Ionization alarms will typically respond about 30 to 90 seconds faster to fast-flame fires than photoelectric smoke alarms. However, in smouldering fires, ionization alarms respond an average of 15 to 50 minutes slower than photoelectric alarms. Several studies indicate that they will outright fail to activate up to 20-25% of the time. The vast majority of residential fire fatalities occur at night while we sleep and are the result of smoke inhalation- not from the actual flames. 

There is no alarm that can save all people in every type of situation. New technologies are being developed that project promising improvements. With everything we know, all the facts tell us that photoelectric alarms provide superior protection in real-world fatal fires over ionization alarms. They are affordable and available today. This year, don't just replace your smoke alarm batteries – replace your alarms with photoelectric alarms and recommend that everyone you know do the same!

Where should I locate My Smoke Alarms?

Smoke alarms should be installed in the following locations:

  • In each bedroom. Most fires occur at night while people are sleeping.
  • On the ceiling or wall outside each separated sleeping area.
  • On the basement ceiling near the stairs.
  • In the garage.
  • In each story within a building including basements and cellars.

Smoke alarms should not be installed in the following locations:

  • Near heating or air-conditioning supply and return vents.
  • Near kitchen appliances.
  • Near windows, ceiling fans or bathrooms equipped with a shower or tub.
  • Within unfinished attics or garages, or in other spaces where temperatures can rise or fall beyond the limits set by the manufacturer
  • In dead-air spots, such as the top of a peaked roof or a ceiling-to-wall corner.

Power and Interconnection

Power for the smoke alarms may be hard-wired directly into the building’s electrical system, or it may come from a battery. Hard-wired smoke detectors are more reliable because the power source cannot be easily removed or drained, although they will not function in a power outage. Battery-operated units often fail because the battery can be easily removed, dislodged or drained, although these units can be installed almost anywhere. If possible, homeowners should install smoke alarms that are hard-wired with a battery backup, especially during a renovation or remodelling project.
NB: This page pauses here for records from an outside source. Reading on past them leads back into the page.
Issue #845, opened 2022-07-21
Vault unseal backup to Azure KeyVault not working


staticvoid255:
Getting the following error after configuring Azure KV backup for seal keys:
`Error parsing Seal configuration: key name is required`

Looking at the Vault docs it should be as easy as adding key_name to the values schema in Core and API,
I have branches created for this and will test (fix/azure-vault-unseal)

Possible that other KMS providers don't work, but this is high priority for the client and they use Azure KV so I'm tackling this first.

PR #846, opened 2022-07-21
fix: azure vault unseal

staticvoid255:
This is a fix for #845 

Tested and it works but one thing to be VERY careful about is that when you add an external provider for storing unseal secrets, that it will delete the kubernetes secret containing the keys **without** pushing them to keyvault, so you absolutely need to take a backup of that key before enabling this configuration.

I have included a warning in the field description in the values schema to help people avoid losing their keys (in both Core and API).

[Respective PR in API](https://github.com/redkubes/otomi-api/pull/316)

### DIFF
--- a/values-schema.yaml
+++ b/values-schema.yaml
@@ -2292,11 +2292,14 @@ properties:
                       client_secret:
                         type: string
                         x-secret: ''
+                      key_name:
+                        $ref: '#/definitions/wordCharacterPattern'
                     required:
                       - vault_name
                       - tenant_id
                       - client_id
                       - client_secret
+                      - key_name
                 required:
                   - azurekeyvault
           storage:
--- a/values-schema.yaml
+++ b/values-schema.yaml
@@ -2238,8 +2238,8 @@ properties:
           seal:
             description: |
               Use a KMS to encrypt and decrypt the master key.\n
-              WARNING - enabling this feature will delete the unseal key from the cluster without pushing to external kms!\n
-              You must first copy the keys from the "vault-unseal-keys" secret, and import them to your KMS.
+              WARNING - You must first copy the keys from the "vault-unseal-keys" secret, and import them to your KMS.\n
+              (enabling this feature will delete the unseal key from the cluster without pushing to external kms!)
             nullable: true
             type: object
             oneOf:
--- a/values-schema.yaml
+++ b/values-schema.yaml
@@ -2237,9 +2237,8 @@ properties:
             $ref: '#/definitions/logLevel'
           seal:
             description: |
-              Use a KMS to encrypt and decrypt the master key.
-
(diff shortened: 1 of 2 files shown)


values-schema.yaml
```diff
@@ -2292,11 +2295,14 @@ properties:
...
                         type: string
                         x-secret: ''
+                      key_name:
+                        $ref: '#/definitions/wordCharacterPattern'
                     required:
                       - vault_name
                       - tenant_id
                       - client_id
                       - client_secret
+                      - key_name
```
Morriz, line 2305: any reason to make this required? I think it should be optional

Morriz (changes requested):
one thing

values-schema.yaml
staticvoid255: because it throws an error if you don't include a key name and is required by the Vault schema
from the issue:
`Error parsing Seal configuration: key name is required`

j-zimnowoda (approved):

values-schema.yaml
Morriz: But I mean it is optional IF you don't want to opt into your new unseal setup. So it is ONLY required then. If you look into other areas where we have opional required fields (look for anyOf) you understand. We try to keep the api schema in core well validated for `otomi validate-values`.
@j-zimnowoda please also check these situations in reviews.

Morriz:
@staticvoid255 please don't resolve issues others have started and have to approve/agree to

staticvoid255:
> @staticvoid255 please don't resolve issues others have started and have to approve/agree to

I don't know what you mean as I did no such thing, and was myself the creator of the issue. Since you are on sabbatical I went through Jeho for this, so please take it up with him.

values-schema.yaml
staticvoid255: Please review the code and note that all fields are required for this feature to work, and that this PR is only in the context of Azure KeyVault.

Morriz: I meant this comment that was created by me, that was set to resolved by you. I get that you thought I would not respond in time, but I still don't see why this breaking change was introduced for Azure, when the signing key should have been made optional. @j-zimnowoda why was this not caught?

staticvoid255: Again, the key name is required. Please read #845 as linked in the PR:
`Error parsing Seal configuration: key name is required`
No breaking change was introduced as the feature was broken to begin with.

staticvoid255: Also, this was all in consultation with Jeho while you were on holidays. Just because I set it to resolved doesn't mean I made that decision on my own.

Morriz: That is not true, as we were using already Azure signing for a long time. Also on GemU ONT and ACC. I use it all the time. It is simply not mandatory to determine a key, and Azure will generate one for you.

Smoke alarms may also be interconnected so that if one becomes triggered, they all sound in unison. Interconnected smoke alarms are typically connected with a wire, but new technology allows them to be interconnected wirelessly. The National Fire Protection Agency requires that smoke alarms be AFCI-protected.

Recommendations and Tips

  • Consider replacing your ionizing smoke alarms with photoelectric smoke alarms.
  • Parents should stage periodic night-time fire drills to assess whether their children will awaken from the alarm and respond appropriately.
  • Never disable a smoke alarm. Use the alarm’s silencing feature to stop nuisance or false alarms triggered by cooking smoke or fireplaces.
  • Test smoke alarms monthly, and replace their batteries at least twice per year. Change the batteries when you change your clocks for Daylight Saving Time.  Most models emit a chirping noise when the batteries are low to alert the homeowner that they need replacement.
  • Smoke alarms should be replaced when they fail to respond to testing, or every 10 years, whichever is sooner. The radioactive element in ionization smoke alarms will decay beyond usability within 10 years.
  • Smoke alarms should be replaced if they become damaged or wet, are accidentally painted over, are exposed to fire or grease, or are triggered without apparent cause.